*** Opening of Exercise data ***

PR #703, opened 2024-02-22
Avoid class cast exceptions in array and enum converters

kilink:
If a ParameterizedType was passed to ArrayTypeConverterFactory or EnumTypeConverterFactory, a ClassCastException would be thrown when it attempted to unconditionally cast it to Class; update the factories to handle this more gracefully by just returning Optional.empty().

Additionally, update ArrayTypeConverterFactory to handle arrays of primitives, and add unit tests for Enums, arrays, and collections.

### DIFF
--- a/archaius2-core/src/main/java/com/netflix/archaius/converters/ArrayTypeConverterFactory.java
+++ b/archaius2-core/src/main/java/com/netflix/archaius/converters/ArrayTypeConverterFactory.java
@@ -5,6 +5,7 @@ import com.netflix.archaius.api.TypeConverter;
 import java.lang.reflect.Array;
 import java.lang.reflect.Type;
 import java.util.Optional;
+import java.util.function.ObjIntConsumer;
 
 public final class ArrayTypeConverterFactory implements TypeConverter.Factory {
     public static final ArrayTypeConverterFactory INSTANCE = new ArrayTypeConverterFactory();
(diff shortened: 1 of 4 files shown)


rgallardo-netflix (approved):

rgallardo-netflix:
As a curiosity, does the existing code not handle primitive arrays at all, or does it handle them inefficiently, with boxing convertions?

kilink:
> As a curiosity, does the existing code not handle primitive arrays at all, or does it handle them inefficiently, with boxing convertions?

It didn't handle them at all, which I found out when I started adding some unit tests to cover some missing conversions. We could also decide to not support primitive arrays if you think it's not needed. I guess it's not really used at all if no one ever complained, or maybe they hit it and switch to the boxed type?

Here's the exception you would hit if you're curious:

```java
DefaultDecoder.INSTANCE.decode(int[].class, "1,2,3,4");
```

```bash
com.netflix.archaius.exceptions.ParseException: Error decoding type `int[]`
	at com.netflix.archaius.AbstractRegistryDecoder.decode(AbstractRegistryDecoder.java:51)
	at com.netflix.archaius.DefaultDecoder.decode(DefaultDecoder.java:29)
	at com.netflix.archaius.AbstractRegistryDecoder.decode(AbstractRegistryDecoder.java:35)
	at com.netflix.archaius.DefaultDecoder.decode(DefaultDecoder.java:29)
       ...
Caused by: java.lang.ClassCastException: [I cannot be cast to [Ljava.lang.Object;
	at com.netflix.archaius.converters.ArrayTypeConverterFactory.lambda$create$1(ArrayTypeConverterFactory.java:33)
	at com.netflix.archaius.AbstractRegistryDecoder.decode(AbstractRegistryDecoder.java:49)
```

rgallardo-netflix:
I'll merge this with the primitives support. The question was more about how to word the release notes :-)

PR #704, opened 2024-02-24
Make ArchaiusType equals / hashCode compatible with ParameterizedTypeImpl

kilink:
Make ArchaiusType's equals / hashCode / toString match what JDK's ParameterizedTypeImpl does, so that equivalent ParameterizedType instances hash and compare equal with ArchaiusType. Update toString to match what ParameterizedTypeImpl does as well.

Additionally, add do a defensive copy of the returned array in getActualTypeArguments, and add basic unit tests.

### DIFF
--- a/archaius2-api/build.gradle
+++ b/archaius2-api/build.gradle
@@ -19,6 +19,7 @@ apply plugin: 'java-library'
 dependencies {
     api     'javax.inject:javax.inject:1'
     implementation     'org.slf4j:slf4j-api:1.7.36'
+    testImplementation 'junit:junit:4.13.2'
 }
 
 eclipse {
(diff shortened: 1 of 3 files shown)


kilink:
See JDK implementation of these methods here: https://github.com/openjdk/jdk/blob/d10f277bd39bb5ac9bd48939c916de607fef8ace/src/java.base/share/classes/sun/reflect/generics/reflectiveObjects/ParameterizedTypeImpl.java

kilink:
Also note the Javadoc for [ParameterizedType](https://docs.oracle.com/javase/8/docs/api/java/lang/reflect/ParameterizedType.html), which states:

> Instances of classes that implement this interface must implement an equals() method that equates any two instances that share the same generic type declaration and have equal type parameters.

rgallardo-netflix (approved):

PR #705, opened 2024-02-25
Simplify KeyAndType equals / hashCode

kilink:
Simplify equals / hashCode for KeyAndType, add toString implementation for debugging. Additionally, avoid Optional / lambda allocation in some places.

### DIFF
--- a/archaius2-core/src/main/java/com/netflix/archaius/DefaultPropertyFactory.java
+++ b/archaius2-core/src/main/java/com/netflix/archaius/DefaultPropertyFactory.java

*** Close of Exercise data ***

| What the exercise asks |
Extract from the records above the lines from the one containing "Additionally, add do" to the one containing "PR #705, opened 2024-02-25", both lines included, exactly as they appear and with nothing else.

| Output for this exercise |
Additionally, add do a defensive copy of the returned array in getActualTypeArguments, and add basic unit tests.

### DIFF
--- a/archaius2-api/build.gradle
+++ b/archaius2-api/build.gradle
@@ -19,6 +19,7 @@ apply plugin: 'java-library'
 dependencies {
     api     'javax.inject:javax.inject:1'
     implementation     'org.slf4j:slf4j-api:1.7.36'
+    testImplementation 'junit:junit:4.13.2'
 }
 
 eclipse {
(diff shortened: 1 of 3 files shown)


kilink:
See JDK implementation of these methods here: https://github.com/openjdk/jdk/blob/d10f277bd39bb5ac9bd48939c916de607fef8ace/src/java.base/share/classes/sun/reflect/generics/reflectiveObjects/ParameterizedTypeImpl.java

kilink:
Also note the Javadoc for [ParameterizedType](https://docs.oracle.com/javase/8/docs/api/java/lang/reflect/ParameterizedType.html), which states:

> Instances of classes that implement this interface must implement an equals() method that equates any two instances that share the same generic type declaration and have equal type parameters.

rgallardo-netflix (approved):

PR #705, opened 2024-02-25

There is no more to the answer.